Не секрет, что в России хронический алкоголизм, а в последние десятилетия и другие лекарственные зависимости представляют большую проблему, и, соответственно, есть серьезные опасения по поводу здоровья детей таких родителей. Если они рискуют сорваться в зависимость, то, может быть, какие-то виды физической активности могут быть протектором для них.
Во время вспоминания память становится восприимчивой к стиранию
― Вернемся к травматической памяти. В одной из своих лекций вы говорили, что, когда человек вспоминает какое-то старое событие и вслед за этим воспоминанием следует новая информация, которую ему нужно запомнить, возникает возможность помешать укладыванию этого старого воспоминания, то есть можно нарушить старое воспоминание. Есть ли шанс таким образом самостоятельно избавить себя от психотравм, не прибегая к медикаментам?
― Здесь есть несколько важных моментов. Когда я говорил, что каждое воспоминание, реактивация памяти — это и ее реконсолидация, то есть переукладывание памяти в мозге заново, я упрощал ситуацию. Когда мы открыли этот феномен в середине 1990-х гг., я составил внутренний лабораторный лозунг, который шел вразрез с представлениями, бытовавшими на тот момент в нейробиологии памяти. В этом лозунге, направлявшем наши исследования, были соединены несколько идей. Первая ― что реактивация памяти, или ее извлечение, — это активный процесс реконструкции мозгом следа памяти, в котором нейронная сеть как бы «сочиняет» воспоминание заново. Вторая ― что каждая такая реконструкция воспоминания есть и некоторая его рекатегоризация: вы извлекаете память уже в новой обстановке, при новых обстоятельствах, вы сами уже не тот же человек, который запоминал это, у вас появились другие элементы опыта. Поэтому в момент, когда этот след памяти извлекается, он приводится в соответствие с тем, в каком состоянии организм находится в данный момент; это воспоминание переоценивается ― рекатегоризуется, И третья часть лозунга ― каждая рекатегоризация, которая создает, по сути, новый след памяти, ведет к реконсолидации, то есть к повторному запоминанию этого нового следа.
Но дальше в ходе наших исследований мы поняли, что такая схема неполна. Если бы каждый раз, когда я беру в руки карандаш и пользуюсь им, мой навык манипуляции им (а это тоже память, моторная) рекатегоризировался и запоминался бы снова, то это было бы катастрофой, потому что в этот процесс могло бы вмешаться все что угодно.
Нам стало ясно, что этот каскад рекатегоризации и реконсолидации запускается только в тех случаях, когда извлечение памяти происходит в условиях новизны ― некоторой неожиданности, возвращаясь, опять же, к Фрейду.
Рутинное использование прошлого опыта, например, когда я иду по коридору и извлекаю из памяти моторные программы движения конечностями, не приводит заново к запоминанию этих программ действий и запуска перестроек работы генов в соответствующих нейронных сетях мозга. Но если, например, вы свяжете человеку два пальца на одной руке вместе, то многие привычные вещи, которые он делал с помощью этой руки раньше, окажутся для него непривычными. И как раз в этот момент извлечение памяти, в данном случае моторного навыка, сопровождается ее реконструкцией, рекатегоризацией и реконсолидацией: запускается воспроизведения давно знакомого в изменившихся условиях, в мозге начинают работать гены, которые заново создают модифицированный след того, что мы считаем одной и той же памятью.

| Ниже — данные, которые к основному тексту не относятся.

PR #7725, opened 2026-05-16
Treat 'NULL' default value as null for MySQL/MariaDB enum columns

### LINKED ISSUE #3444: Enum NULL default value become "DEFAULT 'null' NULL"
## Environment

*Liquibase Version**: 4.17.2

**Liquibase Integration & Version**: CLI 4.17.2

**Database Vendor & Version**: MariaDB 10.7.1

**Operating System Type & Version**: Ubuntu 20.04.4 LTS

**Infrastructure Type/Provider**: Docker

## Description

When generating the changelog for all tables containing an enumerator whose value may be NULL, it generates an erroneous value for the column with defaultValue="null" instead of defaultComputedValue="NULL"

As a result, when the update is executed, the migration does not work.

## Steps To Reproduce

- Create database with a similar structure
```sql
CREATE TABLE `test_with_enum` (
  `id` int(11) NOT NULL,
  `enumerateur` enum('yo','lo') DEFAULT NULL
) ENGINE=InnoDB DEFAULT CHARSET=latin1;
```

## Actual Behavior

Actual changeset generated:

```xml
<changeSet author="utilisateur (generated)" id="1667830192184-1">
    <createTable tableName="test_with_enum">
        <column name="sasasa" type="VARCHAR(15)">
        </column>
        <column autoIncrement="true" name="id" type="INT">
        </column>
        <column defaultValue="null" name="enumerateur" type="ENUM('yo', 'lo')"/>
    </createTable>
</changeSet>
```

## Expected/Desired Behavior

Expected changeset generated:

```xml
<changeSet author="utilisateur (generated)" id="1667830192184-1">
    <createTable tableName="test_with_enum">
        <column name="sasasa" type="VARCHAR(15)">
        </column>
        <column autoIncrement="true" name="id" type="INT">
        </column>
        <column defaultValueComputed="NULL" name="enumerateur" type="ENUM('yo', 'lo')"/>
    </createTable>
</changeSet>
```
Thanks for any help or hints that might help solve this behavior with enumerator fields.

Best regards

singhvishalkr:
When I run `generateChangeLog` on a MariaDB table with an enum column that has `DEFAULT NULL`, the output contains `defaultValue="null"` (the string "null") instead of either omitting the default entirely or using `defaultValueComputed="NULL"`.

The root cause is that the MySQL JDBC driver returns the string "NULL" for such columns, and Liquibase was passing it through as a regular string value. Oracle and DB2 already have handling for this case (converting "NULL" strings to actual null), but MySQL/MariaDB did not.

I added the same check for MySQL databases in `ColumnSnapshotGenerator.readDefaultValue()`.

**Testing:** I verified the fix by stepping through the code with a debugger and confirmed that enum columns with DEFAULT NULL now result in a null defaultValue, meaning no `defaultValue` attribute is emitted in the changelog XML.

Fixes #3444

### DIFF
--- a/liquibase-standard/src/main/java/liquibase/snapshot/jvm/ColumnSnapshotGenerator.java
+++ b/liquibase-standard/src/main/java/liquibase/snapshot/jvm/ColumnSnapshotGenerator.java
@@ -573,6 +573,10 @@ public class ColumnSnapshotGenerator extends JdbcSnapshotGenerator {
 
         if (database instanceof MySQLDatabase) {
             readDefaultValueForMysqlDatabase(columnMetadataResultSet, columnInfo, database);
+            if ((columnMetadataResultSet.get(COLUMN_DEF_COL) != null)
+                    && StringUtil.equalsWordNull((String) columnMetadataResultSet.get(COLUMN_DEF_COL))) {
+                columnMetadataResultSet.set(COLUMN_DEF_COL, null);
+            }
         }
 
         if ((database instanceof AbstractDb2Database)
--- a/liquibase-standard/src/main/java/liquibase/snapshot/jvm/ColumnSnapshotGenerator.java
+++ b/liquibase-standard/src/main/java/liquibase/snapshot/jvm/ColumnSnapshotGenerator.java
@@ -573,8 +573,10 @@ public class ColumnSnapshotGenerator extends JdbcSnapshotGenerator {
 
         if (database instanceof MySQLDatabase) {
             readDefaultValueForMysqlDatabase(columnMetadataResultSet, columnInfo, database);
-            if ((columnMetadataResultSet.get(COLUMN_DEF_COL) != null)
-                    && StringUtil.equalsWordNull((String) columnMetadataResultSet.get(COLUMN_DEF_COL))) {
+            Object defaultValue = columnMetadataResultSet.get(COLUMN_DEF_COL);
+            if ((defaultValue instanceof String)
+                    && isMySqlEnumType(columnInfo)
+                    && StringUtil.equalsWordNull((String) defaultValue)) {
                 columnMetadataResultSet.set(COLUMN_DEF_COL, null);
             }
         }
@@ -611,6 +613,13 @@ public class ColumnSnapshotGenerator extends JdbcSnapshotGenerator {
         }
 
         return SqlUtil.parseValue(database, columnMetadataResultSet.get(COLUMN_DEF_COL), columnInfo.getType());
+    }
+
+    private boolean isMySqlEnumType(Column columnInfo) {
+        if ((columnInfo == null) || (columnInfo.getType() == null) || (columnInfo.getType().getTypeName() == null)) {
+            return false;
+        }
+        return columnInfo.getType().getTypeName().toLowerCase(Locale.ENGLISH).startsWith("enum");
     }
 
     private void readDefaultValueForMysqlDatabase(CachedRow columnMetadataResultSet, Column column, Database database) {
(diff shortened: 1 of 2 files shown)


filipelautert (commented):
Hey, reviewed it. The intent is sound — a `DEFAULT NULL` enum surfacing as the literal string `"null"` in the changelog is a real bug. Three things before this is mergeable:

1. **Unguarded cast → ClassCastException risk.** `(String) columnMetadataResultSet.get(COLUMN_DEF_COL)` is cast with only a `!= null` check. After `readDefaultValueForMysqlDatabase`, `COLUMN_DEF` can hold a non-String (e.g. a `DatabaseFunction` or a numeric default), and this would throw at runtime. Guard with `instanceof String`:
   ```java
   Object def = columnMetadataResultSet.get(COLUMN_DEF_COL);
   if (def instanceof String && StringUtil.equalsWordNull((String) def)) {
       columnMetadataResultSet.set(COLUMN_DEF_COL, null);
   }
   ```

2. **Title says "enum columns" but the code applies to every MySQL column.** There's no type check, so a legitimate `VARCHAR ... DEFAULT 'null'` (literal string `'null'`) would also be silently nulled out. Either narrow the guard to enum types, or — if the broad behavior is intended — update the title/description so reviewers know the real scope.

3. **No test.** This changes snapshot output; it needs a `ColumnSnapshotGeneratorTest` case (MySQL/MariaDB enum with `DEFAULT NULL` → expected `null`) so the behavior is locked in and the false-positive boundary in (2) is documented.

singhvishalkr:
Thanks for the review. Pushed `68f487e43` with the three fixes:

- guarded `COLUMN_DEF` with `instanceof String` before checking the word `NULL`
- limited the MySQL/MariaDB normalization to enum column types so a varchar default of `"NULL"` stays a string
- added `ColumnSnapshotGeneratorTest` coverage for enum `DEFAULT NULL`, varchar `"NULL"`, and a non-string enum default

Verified with:

`.\mvnw.cmd -pl liquibase-standard "-Dtest=liquibase.snapshot.jvm.ColumnSnapshotGeneratorTest" test`

filipelautert (approved):
All three addressed + tests, thanks! Retriggering the CI as it never ran on the last commit.

kesleyfort:
# **Verdict: PASS**

## Manual repro (CLI) — before/after evidence

Pre-existing state seeded on both servers (from the issue, plus varchar regression guards):

```sql
CREATE TABLE `test_with_enum` (
  `id` int NOT NULL,
  `enumerateur` enum('yo','lo') DEFAULT NULL,
  `vc_default_null` varchar(20) DEFAULT NULL,
  `vc_literal_null` varchar(20) DEFAULT 'NULL'
) ENGINE=InnoDB;
```

Command (identical for both builds): `liquibase --url jdbc:mariadb://localhost:3308/qa7725 --username root --password *** generate-changelog --changelog-file <out>.xml`

```xml
# BUGGY (baseline 38affb7) — MariaDB 11.4
<column defaultValue="null" name="enumerateur" type="ENUM('yo', 'lo')"/>
```

```xml
# FIXED (PR 42736c8) — MariaDB 11.4
<column name="enumerateur" type="ENUM('yo', 'lo')"/>
```

Deploying each generated changelog to a fresh database (round-trip check):

```
# BUGGY (baseline 38affb7) — update fails, matching the customer report
ERROR: Exception Primary Reason:  (conn=20) Invalid default value for 'enumerateur'
[Failed SQL: (1067) CREATE TABLE qa7725_base.test_with_enum (id INT NOT NULL,
  enumerateur ENUM('yo', 'lo') DEFAULT 'null' NULL, ...)]
```

```
# FIXED (PR 42736c8) — update succeeds; deployed table matches the original
SHOW CREATE TABLE qa7725_fix.test_with_enum → `enumerateur` enum('yo','lo') DEFAULT NULL,
```

MySQL 8.0: baseline and fixed changelogs are identical except the generated changeset id/timestamp — no enum default was ever emitted there (MySQL's `information_schema` returns real SQL NULL), and no regression was introduced.

kesleyfort (approved):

― Память одна и та же, а нейроны, задействованные в каждом новом вспоминании, всякий раз разные?
― Нейроны чаще всего разные. Или же нейрон может быть тем же, но работающим через другие входы. Ведь может быть так, что нейрон активировался в составе привычного воспоминания за счет того, что к нему пришли сигналы не по тем же самым синапсам ― контактам от старых соседей, а по другим. Поэтому даже если нейроны остались теми же, хотя обычно и часть нейронов разная, это все равно новое для них событие, ведь работать в этом воспоминании нейроны заставили другие партнеры, то есть конфигурация нейронного ансамбля изменилась. Все это приводит к тому, что событие запоминается заново. При этом поначалу мы думали, что старый след в это время стирается.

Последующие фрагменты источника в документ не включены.